Лицо парня смягчилось, когда девчонка ненароком пощекотала его ступню пальцами ног. Парень ухмыльнулся, прильнув к ней ближе.
Одеяло скомкалось в мятый ком на краю кровати, потягиваясь к крепко сплетённым ногам. Как инь и янь, их связанные в морской узел ноги создавали настоящий контраст. Бледность аккуратных ступней Насти и его жилистые волосатые икры.
И время бежало так быстро.
Стрелки точно спешили. Казалось секунды стали отбивать в три раза быстрые, казалось они лежат так от силы минуты три, а прошёл почти час.

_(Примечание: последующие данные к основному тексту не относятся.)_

PR #139, opened 2025-02-12
SHARD-1807: empty archivers list in archiver-config.json + use absolute path to l…

ahmxdiqbal:
…oad archiver-config.json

Когда с шумом отворилась парадная калитка, украшенная кованым плюющем, обвивающим её точь-в-точь как настоящий, парочка даже и не шелохнулась. Лежали недвижимо – её пылающая голова на его груди, его крепкая рука на её бёдрах. Послышался скрип деревянной лестницы.
«Декоративные деревянные лестницы – пышные, широкие, полумесяцем огибающие стену – это, безусловно, прекрасно. Но прекрасно, блин, когда они не скрипят при каждом шаге стоном десятков находящихся на пороге первой сотни лет дедов» – думал Андрей, продолжая игнорировать посторонние звуки. Но проигнорировать звонкий и тягучий как липовый мёд голос никак нельзя:
– Андрюша, я дома – когда Надин говорила, её голос заполнял все длинные запутанные коридоры и пафосные заставленные статуями холлы. Её слышали двуличные горничные, подслушивающие каждый разговор семейства, и засыпающие в тесных коморах, пахнущих заказным «мисо-супом» за пятьдесят центов, равнодушные охранники. И не только голос Надин способен был быть сразу везде: она такой человек по натуре. Где-то свежая новость? Надин узнает её из уст разных источников за рекордно короткое время. У владельца соседнего завода новый партнёр по бизнесу? Да мы знаем, ведь Надин уже там! Возможно именно это качество и устроило женщину под бочком миллионера.